**Provided data**

PR #510, opened 2017-08-05
1.16-plat 6362: update healthness to backend

gadyaari:


lib/entry/LiveEntry.js
```diff
@@ -212,8 +204,15 @@ LiveEntry.prototype.update = function(diagnosticsObj) {
...
-            this.diagnosticsAnalyzer.runFullDiagnosticsAnalysis(diagnosticsObj);
+            _.each(this.flavorsDownloaders, (f)=> {
+                f.setEncodedBitrate(this.adapterDiagnosticsObj.outputs[f.flavor]);
+            });
+            let entryInfo = {
+                'source' : this.adapterDiagnosticsObj,
+                'flavors' : JSON.stringify(this.flavorsDownloaders),
+                'playlistGenerator' : JSON.stringify(this.playlistGenerator)
+            };
+            this.diagnostics.handleDiagnosticsReport(entryInfo);
```
kalturaguy: note that here you are stringfing the flavors object and playlist generator.... this is not good, you should just call toJson, otherwsie you will work with strings and not object?

lib/Diagnostics/Diagnostics.js
```diff
@@ -2,23 +2,62 @@
...
+        this._runDiagnosticsReport.call(this);
     }
 
     toJSON() {
         return { "internalAlerts" : this._internalAlerts, "externalAlerts" : Array.from(this._externalAlerts) };
     }
-    
+
+    _createAlertsAnalyzer(entryId) {
+        let an = new DiagnosticsAlertsAnalyzer(entryId, this.alertWindowSizeInMSec);
```
kalturaguy: you need to put DiagnosticsAlertsAnalyzer instance as a class member, otherwise GC will delete this object...

this.an=new DiagnosticsAlertsAnalyzer(entryId, this.alertWindowSizeInMSec);

common/config/config.json.template
```diff
@@ -57,6 +57,7 @@
 
   },
   "diagnostics": {
+      "diagnosticsReportIntervalRunTimeInSec": 20,
```
kalturaguy: will put here even 1 min.

lib/Diagnostics/Diagnostics.js
```diff
@@ -2,23 +2,62 @@
...
+        // Enlist on events
+        // TODO: Check with Eran/Amir that this is the correct way to enlist on event!!!
+        an.on('pushAlert', this.pushAlert.bind(this));
```
kalturaguy: general comment: don't like the pushalert name.... maybe reportAlert?

lib/Diagnostics/Diagnostics.js
```diff
@@ -29,8 +68,23 @@ class Diagnostics {
         this._logger.debug('pushAlert. Alert: %s', diagnosticsAlertObj.name);
     }
 
-    clearOldAlerts() {
-        let that = this;
+    removeAlert(key) {
+        // If hasKey is for an alert of type 'EntryRestartedAlert' && alert exists
+        // (Only alert of type EntryRestartedAlert will have hashKey '100_')
+        if (key.includes(diagAlertsErrorCodes.EntryRestartedAlert + '_') &&
```
kalturaguy: why do we need this, what's so special with EntryRestartedAlert?

lib/entry/LiveEntry.js
gadyaari: done

lib/Diagnostics/Diagnostics.js
gadyaari: done

common/config/config.json.template
gadyaari: done. Need further discussion

lib/BackendClient.js
```diff
@@ -433,6 +439,35 @@ var BackendClient = (function(){
...
+        logger.debug(`[${entryId}] Calling beacon.add, Tag: [${tag}]`);
+
+        let KalturaBeacon = new kalturaVO.KalturaBeacon();
+        KalturaBeacon.relatedObjectType = kalturaTypes.BeaconObjectTypes.ENTRY_SERVER_NODE_BEACON;
+        KalturaBeacon.eventType = tag;
+        KalturaBeacon.objectId = entryId;
+        KalturaBeacon.privateData = JSON.stringify(data);
+
+        //Impersonate call to the entry's partnerId to execute the call in the partner's context
+        client.setPartnerId(partnerId);
```
kalturaguy: this is bad... since from this point onward ALL API requests will be done with this specific partnerId...

lib/Diagnostics/Diagnostics.js
```diff
@@ -2,35 +2,119 @@
...
+                this._logger.debug('Diagnostics Module stopped');
+            })
+    }
+
+    insertAlert(diagnosticsAlertObj) {
+        this._logger.debug(`[insertAlert] Alert: ${diagnosticsAlertObj.name}`);
         if (diagnosticsAlertObj.hashKey) {
-            this._externalAlerts.set(diagnosticsAlertObj.hashKey, diagnosticsAlertObj);
+            this.reportedAlerts.set(diagnosticsAlertObj.hashKey, diagnosticsAlertObj);
+            return this._updateStreamHealth.call(this)
```
kalturaguy: won't it be better to mark a flag as dirty and report only once at the end of all alerts calculations?

lib/Diagnostics/Diagnostics.js
```diff
@@ -44,12 +128,134 @@ class Diagnostics {
...
+        // (2) If one of the inputs was removed or another has been added -> send beacon
+        // (3) If an input was changed and now has a different sessionId -> send beacon
+        let tempStaticData = JSON.parse(JSON.stringify({ 'inputs': metaData.source.inputs, 'playlistGenerator': metaData.playlistGenerator }));
+        _.each(tempStaticData.inputs, i => {
+           delete i.IOPerformance;
+           delete i.Encoder.syncPTSData;
+           delete i.Properties.timeRunningSeconds;
+        });
+
+        if (!this.staticMetaData.data) {
```
kalturaguy: you can do it with one line: this.staticMetaData.modified = !_.isEqual(tempStaticData, this.staticMetaData.data)

lib/BackendClient.js
```diff
@@ -433,6 +439,37 @@ var BackendClient = (function(){
...
+    function sendBeacon(entryId, clientPartnerId, data, beaconTag) {
+        let tag = beaconPrefix + '_' + beaconTag;
+        let deferred = Q.defer();
+        logger.debug(`[${entryId}] Calling beacon.add, Tag: [${tag}]`);
+
+        let KalturaBeacon = new kalturaVO.KalturaBeacon();
+        KalturaBeacon.relatedObjectType = kalturaTypes.BeaconObjectTypes.ENTRY_SERVER_NODE_BEACON;
+        KalturaBeacon.eventType = tag;
+        KalturaBeacon.objectId = entryId;
+        KalturaBeacon.privateData = JSON.stringify(data);
```
kalturaguy: it should be        KalturaBeacon.privateData = data
(we are not sending a string, but an object)

lib/Diagnostics/DiagnosticsAlertsAnalyzer.js
```diff
@@ -179,11 +174,14 @@ class EntryDiagnostics {
                     }
                 }
             });
+
+            if (this.alertsToSend.length) {
+                this.emit('reportBeacon', this.alertsToSend);
```
kalturaguy: maybe you should also have this.alertsToRemove..., so this will solve the other problem...

lib/Diagnostics/Diagnostics.js
```diff
@@ -40,16 +94,176 @@ class Diagnostics {
...
+            })
+    }
+
+    removeBeacon(key) {
+        let removedAlert = this.reportedAlerts.get(key);
+        let deleteResult = this.reportedAlerts.delete(key);
+        // Only if an alert was actually removed from map, update beacon
+        if (deleteResult) {
+            this._logger.debug(`[removeAlert] Alert: ${removedAlert.name}`);
+            return this._updateStreamHealth.call(this)
```
kalturaguy: in case of multiple removals, then you will call multiple time to API...

lib/Diagnostics/DiagnosticsAlertsAnalyzer.js
gadyaari: done

lib/Diagnostics/Diagnostics.js
gadyaari: done

lib/BackendClient.js
gadyaari: Tested. Server doesn't not support receiving just any object. has to be a json string.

**Activity**
Where the string "alertWindowSizeInMSec" occurs in a line of the material above, copy the whole line.

**Exercise solution**
+        let an = new DiagnosticsAlertsAnalyzer(entryId, this.alertWindowSizeInMSec);
this.an=new DiagnosticsAlertsAnalyzer(entryId, this.alertWindowSizeInMSec);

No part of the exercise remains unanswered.